- Required action: Beginning with the first line of the data below, reproduce every line unchanged, ending with the line that holds "PR #7864, opened 2018-07-11".

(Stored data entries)
+---+
PR #7856, opened 2018-07-11
Be precise in documentation about after values in receive/1

eksperimental:
* 4_294_967_295 is still a valid number
* it is not correct to say that :infinity is the same as not using a timeout value,
  as this is needed if used the after clause. To what's equivalent is as to not to
  use the after clause itself.
* use the formal name "hexadecimal notation" in favor of "hex notation"

[ci skip]


josevalim:

PR #7858, opened 2018-07-11
Add comment in typespecs page next to port type

eksperimental:
Mention that `port()` is a "port identifier", in the same vein as
`pid()` is commented as being a "proccess identifier"

[ci skip]


josevalim:

PR #7860, opened 2018-07-11
Clarify documentation in GenServer

eksperimental:
Since the documented function uses a "module" arg., it was not
clear whether "module" referrer to the argument or to GenServer

[ci skip]


josevalim:

PR #7863, opened 2018-07-11
Change arg names in example in receive/1

eksperimental:
1. avoid use of single-char variables with not descriptive names ("i")
2. "value" can be thought of a number, so to make it clearer I replace it with "name"


josevalim:

PR #7864, opened 2018-07-11
Improve specs and documentation for List.wrap/1

eksperimental:


josevalim:

lib/elixir/lib/list.ex
```diff
@@ -390,10 +390,10 @@ defmodule List do
   end
 
   @doc """
-  Wraps the argument in a list.
+  Wraps `term` in a list if this is not list.
```
lackac: I'm not a native speaker, but this sentence feels strange. "... if it is not already a list." might read better.

josevalim: Yup, good catch. Looks like a typo.

PR #7865, opened 2018-07-11
Use backtick in "returns true" and "returns false" in docs

eksperimental:
[ci skip]


josevalim:

PR #7871, opened 2018-07-11
Improve Supervisor docs and specs

eksperimental:


lib/elixir/lib/supervisor.ex
```diff
@@ -529,12 +528,12 @@ defmodule Supervisor do
           | {:max_seconds, pos_integer}
 
   @typedoc "Supported strategies"
-  @type strategy :: :one_for_one | :one_for_all | :rest_for_one
+  @type strategy :: :one_for_one | :one_for_all | :rest_for_one | :simple_one_for_one
```
eksperimental: Eventhough it has been deprecated, it should still be reflected in the typespecs

lib/elixir/lib/supervisor.ex
```diff
@@ -529,12 +528,12 @@ defmodule Supervisor do
...
 
   # Note we have inlined all types for readability
   @typedoc "The supervisor specification"
   @type child_spec :: %{
-          required(:id) => term(),
+          required(:id) => module() | term(),
```
eksperimental: Even though it's redundant it shows what's the default :id

lib/elixir/lib/supervisor.ex
josevalim: We have recently agreed in another issue that we won'tkeep in typespecs as we do want the warning there still.

lib/elixir/lib/supervisor.ex
josevalim: I think `atom()` is better as the `module()` is just a consequence of the atom.

josevalim:

PR #7872, opened 2018-07-11
Specify that "mix new" APP name only takes lowercase ASCII letters

eksperimental:


josevalim:

jdmarshall:
Why so many limitations on app names?

PR #7873, opened 2018-07-11
Rename apply/3 second arg.

eksperimental:
Second argument should be named "function_name" and not "fun" as "fun"
is generally used for anonymous functions.


josevalim:

PR #7875, opened 2018-07-11
Change wording in error giving options

eksperimental:
Message read weird (didn't read natural):

    supervisors expect each child to be one of:
      * a module
      * a {module, arg} tuple
      * a child specification as a map with at least the :id and :start fields
      * or a tuple with 6 elements generated by Supervisor.Spec (deprecated)

changed to
    supervisors expect each child to be one of the following:
      * a module
      ....


josevalim:

PR #7914, opened 2018-07-16
Time zone behaviour and functionality (RFC/WIP)

lau:
This provides a behaviour for providing time zone data to Elixir (`lib/elixir/lib/calendar/time_zone_database.ex`). It allows anyone to implement a library that provides time zone data and use that with Elixir.

In addition to the behaviour there is code changes that enables Elixir to get a `DateTime` for the time right now in any timezone, to change between timezones and to create a new `DateTime` in any timezone. All using the behaviour defined by `TimeZoneDatabase`.

The behaviour includes functions for getting timezone information for a certain period for a certain time zone. Either by the time in UTC or the "wall time". Wall time being the time you would see on a clock on the wall, that is taking into account UTC offset as well as DST.

There are also functions for getting leap second information. This information is provided by IANA in the time zone data tar file. It is useful for validating UTC datetimes and for calculating differences where leap seconds are taken into account. It could also be used for calculating TAI and GPS time. In this PR there is currently not any functions that use the leap second data, but I might update the PR with that later.

Additionally there is functionality that uses the time zone data in `date_time.ex`.

The functions take an optional module name with a module that implement the behaviour:

```elixir
iex> DateTime.from_naive(~N[2018-10-28 02:30:00], "Europe/Copenhagen", Tzdata.TimeZoneDatabase)
{:ambiguous,
 [#DateTime<2018-10-28 02:30:00+02:00 CEST Europe/Copenhagen>,
  #DateTime<2018-10-28 02:30:00+01:00 CET Europe/Copenhagen>]}
```

Instead of providing the module as a argument, Elixir can be configured to use a specific module.

`:elixir_config.put(:time_zone_module, Tzdata.TimeZoneDatabase)`

Then the argument is not needed for the functions and the configured module will be used instead:

```elixir
iex> DateTime.from_naive(~N[2018-10-28 02:30:00], "Europe/Copenhagen")
{:ambiguous,
 [#DateTime<2018-10-28 02:30:00+02:00 CEST Europe/Copenhagen>,
  #DateTime<2018-10-28 02:30:00+01:00 CET Europe/Copenhagen>]}
```

gaps and overlaps (ambiguity) for instance during "spring forward" and autumn are handled.

```
DateTime.from_naive(~N[2018-10-28 05:30:00], "Europe/Copenhagen", Tzdata.TimeZoneDatabase)
{:ok, #DateTime<2018-10-28 05:30:00+01:00 CET Europe/Copenhagen>}
```

You can get the time right now in any timezone:

```elixir
{:ok, datetime} = DateTime.now("Europe/London")
{:ok, #DateTime<2018-07-16 18:03:15.070876+01:00 BST Europe/London>}
```

Get the same time for a datetime in another timezone:

```elixir
iex(6)> DateTime.shift_zone(datetime, "America/New_York")
{:ok, #DateTime<2018-07-16 13:03:15.070876-04:00 EDT America/New_York>}
```

This is not considered finished. Some of the details could be optimised. The main thing I focused on is the TimeZoneData behaviour. The `iex>` examples above were made with a working implementation of the behaviour not included here.

### DIFF
--- a/lib/elixir/lib/calendar/datetime.ex
+++ b/lib/elixir/lib/calendar/datetime.ex
@@ -172,7 +172,9 @@ defmodule DateTime do
   Converts the given `NaiveDateTime` to `DateTime`.
 
   It expects a time zone to put the NaiveDateTime in.
-  Currently it only supports "Etc/UTC" as time zone.
+
+  It only supports "Etc/UTC" as time zone if a TimeZoneDatabase
+  is not provided as a third argument.
 
   ## Examples
 
@@ -180,12 +182,124 @@ defmodule DateTime do
       iex> datetime
       #DateTime<2016-05-24 13:26:08.003Z>
 
+  When the datetime is ambiguous - for instance during changing from summer
+  to winter time - the two possible valid datetimes are returned. First the one
+  that happens first, then the one that happens after.
+
+      iex> {:ambiguous, [first_dt, second_dt]} = DateTime.from_naive(~N[2018-10-28 02:30:00], "Europe/Copenhagen", FakeTimeZoneDatabase)
+      iex> first_dt
+      #DateTime<2018-10-28 02:30:00+02:00 CEST Europe/Copenhagen>
+      iex> second_dt
+      #DateTime<2018-10-28 02:30:00+01:00 CET Europe/Copenhagen>
+
+  When there is a gap in wall time - for instance in spring when the clocks are
+  turned forward - the latest valid datetime just before the gap and the first
+  valid datetime just after the gap.
+
+      iex> {:gap, [just_before, just_after]} = DateTime.from_naive(~N[2019-03-31 02:30:00], "Europe/Copenhagen", FakeTimeZoneDatabase)
+      iex> just_before
+      #DateTime<2019-03-31 01:59:59.999999+01:00 CET Europe/Copenhagen>
+      iex> just_after
+      #DateTime<2019-03-31 03:00:00+02:00 CEST Europe/Copenhagen>
+
+  Most of the time there is one, and just one, valid datetime for a certain
+  date and time in a certain time zone.
+
+      iex> {:ok, datetime} = DateTime.from_naive(~N[2018-07-28 12:30:00], "Europe/Copenhagen", FakeTimeZoneDatabase)
+      iex> datetime
+      #DateTime<2018-07-28 12:30:00+02:00 CEST Europe/Copenhagen>
   """
   @doc since: "1.4.0"
-  @spec from_naive(NaiveDateTime.t(), Calendar.time_zone()) :: {:ok, t}
-  def from_naive(naive_datetime, time_zone)
+  @spec from_naive(NaiveDateTime.t(), Calendar.time_zone(), TimeZoneDatabase.t() | :from_config) ::
+          {:ok, t}
+          | {:ambiguous, [TimeZoneDatabase.time_zone_period()]}
+          | {:gap, [TimeZoneDatabase.time_zone_period()]}
+          | {:error, :time_zone_not_found}
 
-  def from_naive(%NaiveDateTime{} = naive_datetime, "Etc/UTC") do
+  def from_naive(naive_datetime, time_zone, time_zone_data_module \\ :from_config)
+
+  def from_naive(%NaiveDateTime{} = naive_datetime, "Etc/UTC", _) do
+    do_from_naive(naive_datetime, "Etc/UTC", 0, 0, "UTC")
+  end
+
+  def from_naive(%NaiveDateTime{} = naive_datetime, time_zone, time_zone_data_module) do
+    gregorian_seconds =
+      naive_datetime
+      |> NaiveDateTime.to_erl()
+      |> :calendar.datetime_to_gregorian_seconds()
+
+    case by_wall(time_zone_data_module, time_zone, gregorian_seconds) do
+      {:single, period} ->
+        do_from_naive(
+          naive_datetime,
+          time_zone,
+          period.std_offset,
+          period.utc_offset,
+          period.zone_abbr
+        )
+
+      {:ambiguous, [first_period, second_period]} ->
+        {:ok, first_datetime} =
+          do_from_naive(
+            naive_datetime,
+            time_zone,
+            first_period.std_offset,
+            first_period.utc_offset,
+            first_period.zone_abbr
+          )
+
+        {:ok, second_datetime} =
+          do_from_naive(
+            naive_datetime,
+            time_zone,
+            second_period.std_offset,
+            second_period.utc_offset,
+            second_period.zone_abbr
+          )
+
+        {:ambiguous, [first_datetime, second_datetime]}
+
+      {:gap, [first_period, second_period]} ->
+        # `until_wall` is not valid, but any time just before is.
+        # So by subtracting a second and adding .999999 seconds
+        # we get the last microsecond just before.
+        before_naive =
+          first_period.until_wall
+          |> :calendar.gregorian_seconds_to_datetime()
+          |> NaiveDateTime.from_erl!({999_999, 6})
+          |> NaiveDateTime.add(-1)
+
+        after_naive =
+          second_period.from_wall
+          |> :calendar.gregorian_seconds_to_datetime()
+          |> NaiveDateTime.from_erl!()
+
+        {:ok, latest_datetime_before} =
+          do_from_naive(
+            before_naive,
+            time_zone,
+            first_period.std_offset,
+            first_period.utc_offset,
+            first_period.zone_abbr
+          )
+
+        {:ok, first_datetime_after} =
+          do_from_naive(
+            after_naive,
+            time_zone,
+            second_period.std_offset,
+            second_period.utc_offset,
+            second_period.zone_abbr
+          )
+
+        {:gap, [latest_datetime_before, first_datetime_after]}
+
+      {:error, _} = error ->
+        error
+    end
+  end
+
+  defp do_from_naive(naive_datetime, time_zone, std_offset, utc_offset, zone_abbr) do
     %{
       calendar: calendar,
       hour: hour,
@@ -206,10 +320,10 @@ defmodule DateTime do
       minute: minute,
       second: second,
       microsecond: microsecond,
-      std_offset: 0,
-      utc_offset: 0,
-      zone_abbr: "UTC",
-      time_zone: "Etc/UTC"
+      std_offset: std_offset,
+      utc_offset: utc_offset,
+      zone_abbr: zone_abbr,
+      time_zone: time_zone
     }
 
     {:ok, datetime}
@@ -219,18 +333,21 @@ defmodule DateTime do
   Converts the given `NaiveDateTime` to `DateTime`.
 
   It expects a time zone to put the NaiveDateTime in.
-  Currently it only supports "Etc/UTC" as time zone.
 
   ## Examples
 
       iex> DateTime.from_naive!(~N[2016-05-24 13:26:08.003], "Etc/UTC")
       #DateTime<2016-05-24 13:26:08.003Z>
 
+      iex> DateTime.from_naive!(~N[2018-05-24 13:26:08.003], "Europe/Copenhagen", FakeTimeZoneDatabase)
+      #DateTime<2018-05-24 13:26:08.003+02:00 CEST Europe/Copenhagen>
+
   """
   @doc since: "1.4.0"
-  @spec from_naive!(NaiveDateTime.t(), Calendar.time_zone()) :: t
-  def from_naive!(naive_datetime, time_zone) do
-    case from_naive(naive_datetime, time_zone) do
+  @spec from_naive!(NaiveDateTime.t(), Calendar.time_zone(), TimeZoneDatabase.t() | :from_config) ::
+          t
+  def from_naive!(naive_datetime, time_zone, time_zone_data_module \\ :from_config) do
+---+
- Solution for this exercise:
PR #7856, opened 2018-07-11
Be precise in documentation about after values in receive/1

eksperimental:
* 4_294_967_295 is still a valid number
* it is not correct to say that :infinity is the same as not using a timeout value,
  as this is needed if used the after clause. To what's equivalent is as to not to
  use the after clause itself.
* use the formal name "hexadecimal notation" in favor of "hex notation"

[ci skip]


josevalim:

PR #7858, opened 2018-07-11
Add comment in typespecs page next to port type

eksperimental:
Mention that `port()` is a "port identifier", in the same vein as
`pid()` is commented as being a "proccess identifier"

[ci skip]


josevalim:

PR #7860, opened 2018-07-11
Clarify documentation in GenServer

eksperimental:
Since the documented function uses a "module" arg., it was not
clear whether "module" referrer to the argument or to GenServer

[ci skip]


josevalim:

PR #7863, opened 2018-07-11
Change arg names in example in receive/1

eksperimental:
1. avoid use of single-char variables with not descriptive names ("i")
2. "value" can be thought of a number, so to make it clearer I replace it with "name"


josevalim:

PR #7864, opened 2018-07-11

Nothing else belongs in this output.